• [Your assignment]
Count the lines below that contain the word "files", and reply with only that number.

• [Excerpted data]

★ ★ ★ ★ ★

PR #7528, opened 2025-10-13
Flush cookies and local storage added to h5vcc.

ghost:
Adding h5vcc.storage.flush() similar to c25 in support of STFC60.

We have a client app that updates the cookies and local storage in app lifecycle handlers. It calls h5vcc.storage.flush() which in c25 persisted cookies and local storage to disk. This is to ensure after the app is suspended, the values are persisted. It's possible for the app to be killed before this.

In a follow-up, I'll implement flushing cookies and local storage when blur/conceal/freeze happens similar to c25

https://github.com/youtube/cobalt/blob/25.lts.1%2B/cobalt/browser/browser_module.cc#L1848

This will likely first be for android with an additional PR for the 3P and other starboard platforms. Chrobalt android has CobalyActivity.onPause() and CobaltActivity.onStop(). It doesn't have full support of the rest of the lifecycle.

The API changes slightly, but this shouldn't cause an issue since the argument is ignored in c25 and will be ignored in c26. For c26, the returned promise can be ignored or used for sequencing.

c25:
```
interface H5vccStorage {
  // We don't support synchronous flush, this is legacy.
  void flush(optional boolean sync = false);
};
```

c26:
```
interface H5vccStorage {
  Promise<void> flush();
};
```

Issue: 371433332

### DIFF
--- a/cobalt/browser/h5vcc_storage/h5vcc_storage_impl.cc
+++ b/cobalt/browser/h5vcc_storage/h5vcc_storage_impl.cc
@@ -1,0 +1,52 @@
+// Copyright 2025 The Cobalt Authors. All Rights Reserved.
+//
+// Licensed under the Apache License, Version 2.0 (the "License");
+// you may not use this file except in compliance with the License.
+// You may obtain a copy of the License at
+//
+//     http://www.apache.org/licenses/LICENSE-2.0
+//
+// Unless required by applicable law or agreed to in writing, software
+// distributed under the License is distributed on an "AS IS" BASIS,
+// WITHOUT WARRANTIES OR CONDITIONS OF ANY KIND, either express or implied.
+// See the License for the specific language governing permissions and
+// limitations under the License.
+
+#include "cobalt/browser/h5vcc_storage/h5vcc_storage_impl.h"
+
+// #include "build/build_config.h"
+#include "content/public/browser/storage_partition.h"
+#include "services/network/public/mojom/cookie_manager.mojom.h"
+
+namespace h5vcc_storage {
+
+H5vccStorageImpl::H5vccStorageImpl(
+    content::RenderFrameHost& render_frame_host,
+    mojo::PendingReceiver<mojom::H5vccStorage> receiver)
+    : content::DocumentService<mojom::H5vccStorage>(render_frame_host,
+                                                    std::move(receiver)) {
+  DETACH_FROM_THREAD(thread_checker_);
+}
+
+H5vccStorageImpl::~H5vccStorageImpl() {
+  DCHECK_CALLED_ON_VALID_THREAD(thread_checker_);
+}
+
+void H5vccStorageImpl::Create(
+    content::RenderFrameHost* render_frame_host,
+    mojo::PendingReceiver<mojom::H5vccStorage> receiver) {
+  new H5vccStorageImpl(*render_frame_host, std::move(receiver));
+}
+
+void H5vccStorageImpl::Flush(FlushCallback flush_callback) {
+  DCHECK_CALLED_ON_VALID_THREAD(thread_checker_);
+  auto* storage_partition = render_frame_host().GetStoragePartition();
+  CHECK(storage_partition);
+  // Flushes localStorage.
+  storage_partition->Flush();
+  auto* cookie_manager = storage_partition->GetCookieManagerForBrowserProcess();
+  CHECK(cookie_manager);
+  cookie_manager->FlushCookieStore(std::move(flush_callback));
+}
+
+}  // namespace h5vcc_storage
--- a/cobalt/browser/h5vcc_storage/h5vcc_storage_impl.h
+++ b/cobalt/browser/h5vcc_storage/h5vcc_storage_impl.h
@@ -1,0 +1,54 @@
+// Copyright 2025 The Cobalt Authors. All Rights Reserved.
+//
+// Licensed under the Apache License, Version 2.0 (the "License");
+// you may not use this file except in compliance with the License.
+// You may obtain a copy of the License at
+//
+//     http://www.apache.org/licenses/LICENSE-2.0
+//
+// Unless required by applicable law or agreed to in writing, software
+// distributed under the License is distributed on an "AS IS" BASIS,
+// WITHOUT WARRANTIES OR CONDITIONS OF ANY KIND, either express or implied.
+// See the License for the specific language governing permissions and
+// limitations under the License.
+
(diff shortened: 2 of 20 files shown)


cobalt/browser/h5vcc_system/h5vcc_system_impl.cc
```diff
@@ -167,26 +199,21 @@ void H5vccSystemImpl::GetUserOnExitStrategy(
...
+void H5vccSystemImpl::Exit(bool force_close, ExitCallback exit_callback) {
+  auto* storage_partition = render_frame_host().GetStoragePartition();
+  CHECK(storage_partition);
+  // Flushes localStorage.
+  storage_partition->Flush();
+  auto* cookie_manager = storage_partition->GetCookieManagerForBrowserProcess();
+  CHECK(cookie_manager);
+  cookie_manager->FlushCookieStore(base::BindOnce(
+      [](bool force_close, base::OnceClosure exit_callback) {
+        PerformExitStrategy(force_close);
```
johnxwork: This modifies the current behavior of suspending the app on `h5vcc.system.exit()` to killing the app?

cobalt/browser/h5vcc_storage/h5vcc_storage_impl.h
```diff
@@ -0,0 +1,54 @@
...
+  H5vccStorageImpl& operator=(const H5vccStorageImpl&) = delete;
+
+  void Flush(FlushCallback) override;
+
+ private:
+  H5vccStorageImpl(content::RenderFrameHost& render_frame_host,
+                   mojo::PendingReceiver<mojom::H5vccStorage> receiver);
+  ~H5vccStorageImpl();
+
+  THREAD_CHECKER(thread_checker_);
```
yell0wd0g, line 49: nit: This will be compiled out in non-debug builds so we're trying
to just keep a refptr to the SequencedTaskRunner, and CHECK for
BelongsToCurrentThread() on each method (in this case only one).
QQ: is this object really constructed on a different TaskRunner?
(I say so because of the DETACH in ctor).

cobalt/browser/h5vcc_storage/h5vcc_storage_impl.cc
```diff
@@ -0,0 +1,51 @@
...
+}
+
+void H5vccStorageImpl::Create(
+    content::RenderFrameHost* render_frame_host,
+    mojo::PendingReceiver<mojom::H5vccStorage> receiver) {
+  new H5vccStorageImpl(*render_frame_host, std::move(receiver));
+}
+
+void H5vccStorageImpl::Flush(FlushCallback flush_callback) {
+  auto* storage_partition = render_frame_host().GetStoragePartition();
```
yell0wd0g, line 43: nit: Add `DCHECK_CALLED_ON_VALID_THREAD(thread_checker_);`?

cobalt/browser/h5vcc_system/h5vcc_system_impl.cc
```diff
@@ -94,6 +96,36 @@ std::string GetTrackingAuthorizationStatusShared() {
...
+void PerformExitStrategy(bool force_close) {
+#if BUILDFLAG(IS_STARBOARD)
+  if (force_close) {
+    SbSystemRequestStop(0);
+    return;
+  }
+  auto strategy = GetUserOnExitStrategyInternal();
+  switch (strategy) {
+    case h5vcc_system::mojom::UserOnExitStrategy::kClose:
+      SbSystemRequestStop(0);
```
yell0wd0g: nit: `SbSystemRequestStop(/*error_level=*/0);`
Same in l.102.

cobalt/browser/h5vcc_system/h5vcc_system_impl.cc
ghost: It allows h5vcc.system.exit(true) to force stop the app.

h5vcc.system.exit() will perform the exit strategy.

ghost: Perhaps it's not needed. yts can perform device.stop() instead.

cobalt/browser/h5vcc_storage/h5vcc_storage_impl.h
ghost: I'll need to figure out what that means 😄 

I copied from the other h5vcc files. We can change all of them in a followup.

ghost:
Breaking this up into multiple PRs makes sense. This will just be adding `h5vcc.storage.flush()`.

cobalt/browser/h5vcc_system/h5vcc_system_impl.cc
ghost: Moved this out of the PR.

cobalt/browser/h5vcc_storage/h5vcc_storage_impl.cc
ghost: Done

cobalt/browser/h5vcc_system/h5vcc_system_impl.cc
ghost: Reconsidering adding this. h5vcc.storage.flush() is still needed for now as well as flushing on blur/conceal/freeze.

third_party/blink/renderer/modules/cobalt/h5vcc_storage/h_5_vcc_storage.idl
```diff
@@ -0,0 +1,25 @@
...
+// This interface mirrors a subset of the H5vccStorage Web IDL defined in Cobalt
+// LTS 25:
+//   https://github.com/youtube/cobalt/blob/25.lts.stable/cobalt/h5vcc/h5vcc_storage.idl
+[
+  Exposed=Window,
+  SecureContext
+]
+interface H5vccStorage : EventTarget {
+  [CallWith=ScriptState, RaisesException]
+  Promise<void> flush();
```
hlwarriner, line 24: Are the web app teams aware of this decision to bring `flush()` forward from c25?

I noticed this API is changed from sync to async, which we do prefer in Chrobalt. But since the return type is changed from `void` to `Promise<void>` I believe the calling mechanics would need to change *if* the web app needs to ensure the flush is complete before proceeding with some other actions. It would be good to check with the author of go/chrobalt-web-apis-compatibility to see any compatibility changes are required.

ghost: Thanks. This PR is getting closed. 😄

ghost:
Closing since if we use indexeddb instead, we can get the same assurances as updating localStorage/cookies and calling a custom flush().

★ ★ ★ ★ ★

• [Completed task]
2